As many people have pointed out. This thread is massive and I think I have confused myself.

I have a Series 2 SA that started out as a 40hr and I upgraded the drive A to a 120GB drive. I do not remember if I did the -s 127 switch or not. 

What I would like to do is add a second 120GB drive as a B drive. How do I insure that I have enough swap space to avoid the GSOD reboot problem?

I am willing to perform the upgrade again from the current 120GB A drive to the new 120GB drive with the -s 127 switch if this is what is required. Then I could perform the mfsadd command. Am I on the right track?


----------



## Robert S

There's nothing you can do now if you want to keep your recordings. All you can do is add the B drive. You can easily check whether you increased swap (you really weren't paying attention if you didn't!). When the PC boots, you'll see the partition table printed. If partition 7 (it's actually partition 8, of course, but it looks like 7) is 127Mb, then you're OK.

Even if you didn't, all you can do is hope you don't get a GSOD and if you do, use the 'rescue' from the third post of this thread.


----------



## TimTrace

Robert -

This question regards a 2x160GB HDVR2, except for the HDD upgrade it is unhacked.

I've loaded my A drive into my PC, and booted with the MFSTools CD from http://mfstools.sourceforge.net .

PDISK shows #8 at 127.0M .

Am I safe, or have I missed something?

Thanks,

Tim ==


----------



## Willin

Now that there aren't any software upgrades for S1 tivos, is there really a need to restore the inactive root partition? Why can't I leave it as a permanent swap?

I had 2 GSOD's within one week and it was a pain to do the recovery twice with the temporary swap partition.


----------



## Robert S

Yes, you only have to restore the order of the partitions before the next software upgrade comes in.

I don't know what the effect of taking a software upgrade to the smaller root partition would be. It could be that the only way to recover would be to restore a backup, which is what the rescue was trying to avoid.


----------



## lbroadfield

(First of all, thanks to Tiger, Robert S, Hinsdale, Dylan, etc. etc., without whom...)

OK, I'm running, but I goofed a little on the swap partition, and wondering if there's a way to un-goof.

I started with my 31201 which had previously (back in the days of BlessTiVo) had a 60GB "B" added to it's original 30GB "A".

Goal was to replace the original "A" with a new 120GB. I successfully dd'ed original-A to new-A, but I didn't quite grasp that I needed to follow the post#3 instructions to manually create the larger swap partition *before* using mfsadd to expand capacity.

Now I have a fully-expanded A with only a 64MB swap partition, and not enough room to create a new 128MB swap partition. Is there any way to ungoof this, or do I just to make sure to hang onto a copy of the rescue-via-inactive-root instructions forever?

(For extra credit, how do I ungoof it without losing recordings, or at least, losing a minimum of recordings?)

--Laird


----------



## Robert S

I don't think you can reverse that without losing your recordings.
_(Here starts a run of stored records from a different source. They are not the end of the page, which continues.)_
PR #4428, opened 2024-01-17
[VL] Use uncompressed size for "dataSize" metrics in shuffle

marin-ma:
Some AQE test failed due to this change:
`gluten Exchange reuse`
`gluten Avoid changing merge join to broadcast join if too many empty partitions on build plan`

Separate `GlutenAdaptiveQueryExecSuite` for different backends and modified above test cases.


marin-ma:
@zzcclp We discussed offline that we agree on separating AQE tests for backends because they produce different shuffle statistics. Please kindly review. Thanks!

PHILO-HE (approved):
Looks good! Thanks!

gluten-data/src/main/scala/org/apache/spark/shuffle/ColumnarShuffleWriter.scala
```diff
@@ -195,6 +194,8 @@ class ColumnarShuffleWriter[K, V](
     dep.metrics("bytesSpilled").add(splitResult.getTotalBytesSpilled)
     dep.metrics("splitBufferSize").add(splitResult.getSplitBufferSize)
     dep.metrics("uncompressedDataSize").add(splitResult.getRawPartitionLengths.sum)
+    dep.metrics("dataSize").add(splitResult.getRawPartitionLengths.sum)
+    logWarning(s"Shuffle ${dep.shuffleId} dataSize: ${splitResult.getRawPartitionLengths.sum}")
```
Yohahaha, line 198: does this needed? or forgot to remove?

marin-ma: Ooops sorry. Let me quick fix.

gluten-data/src/main/scala/org/apache/spark/shuffle/ColumnarShuffleWriter.scala
```diff
@@ -195,6 +194,8 @@ class ColumnarShuffleWriter[K, V](
     dep.metrics("bytesSpilled").add(splitResult.getTotalBytesSpilled)
     dep.metrics("splitBufferSize").add(splitResult.getSplitBufferSize)
     dep.metrics("uncompressedDataSize").add(splitResult.getRawPartitionLengths.sum)
+    dep.metrics("dataSize").add(splitResult.getRawPartitionLengths.sum)
```
ulysses-you, line 197: Why not use columnar batch size ? IIUC, the getRawPartitionLengths is from arrow payload, but what we would hold in memory is columnar batch, e.g., we use velox columnar batch serializer in broadcast join. The dataSize affects AQE tune shuffled join to broadcast join.

Yohahaha: Some discussion in #4415, I'm confused too.

marin-ma: @ulysses-you @Yohahaha  Some background:
The purpose of another PR https://github.com/oap-project/gluten/pull/4415 was to eliminate the "copy" operation in the native 'ensureFlattened' function. However, this removal led to inaccuracies in the data size obtained from the Velox API, which became significantly larger than the expected size based on the splitted data and is also inaccurate comparing with the output size of Velox columnar batch serializer. Therefore we consider the original "uncompressed size", which is the arrow buffer size, should be more accurate.

But recently we found this removal can trigger UT failure in some corner cases, therefore the changes in https://github.com/oap-project/gluten/pull/4415 has been partially removed, and the "copy" code path is still being used on main branch.

zhli1142015: To me, the datasize calculation now and also the datasize calculation before this change both are not accurate. We observed same joins is converted to broadcast join in Vanilla spark but not with gluten.

Yohahaha: > therefore the changes in https://github.com/oap-project/gluten/pull/4415 has been partially removed, and the "copy" code path is still being used on main branch.

may I ask which patch bring back "copy" path codes? current main branch still use `flattenVector`

https://github.com/oap-project/gluten/blob/fb10c4c7a32293a4ead7f790f19f3b0f088a35f0/cpp/velox/memory/VeloxColumnarBatch.cc#L46-L64

ulysses-you: I see, thank you @marin-ma.

PR #4429, opened 2024-01-17
[VL][CI] Ensure latest Gluten is cloned & compiled in docker build

PZD-CHINA:
Use ARG CACHEBUST=$(date +%s) in Docker builds to break caching, ensuring latest Gluten are fetched with each build.


PHILO-HE (approved):
Thanks for your fix!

I would make the following observations:

GSOD's are pretty rare, so there's no real cause for worrying about it as long as the TiVo is working.
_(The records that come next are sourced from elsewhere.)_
PR #4441, opened 2024-01-18
[VL] Fix Filter node falling back to Spark whenever there is Timestamp column in input (child node)

mskapilks:
Currently if the input to filter node contains any timestamp column, it fallbacks to Spark even though filter predicate may not be on timestamp column. Current check is very strict.

(Fixes: \#ISSUE-ID)

## How was this patch tested?
Unit tests in PR

### DIFF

Software development for Series 1 TiVoes has ceased, so if you were to put it in the 'rescue' configuration, there's no urgent need to return it to its current configuration.


----------



## twash

Objective: Add 160GB harddrive, as Drive B to a 112 and a 212 Phillips TiVo standalones, both of which already have working 120GB single drive upgrades, bought as plug and play from a couple of different sellers. These Phillips TiVos have been working successfully with the upgrade A drives for a couple of weeks now. 

The A Drives are both Maxtor, the new drives are to be Samsung, 7200RPM, 160GB, because the Samsungs were the cheapest ones I found available at the time of purchase.

To fix them up I will install in my XP pc (yes, I know I am not supposed to boot to windows with the Tivo drives installed) with existing TiVo A drive plugged to Secondary Master IDE connector and the new drive B to the Primary Slave IDE connector. Said drives jumpered correctly as master and slave, respectively.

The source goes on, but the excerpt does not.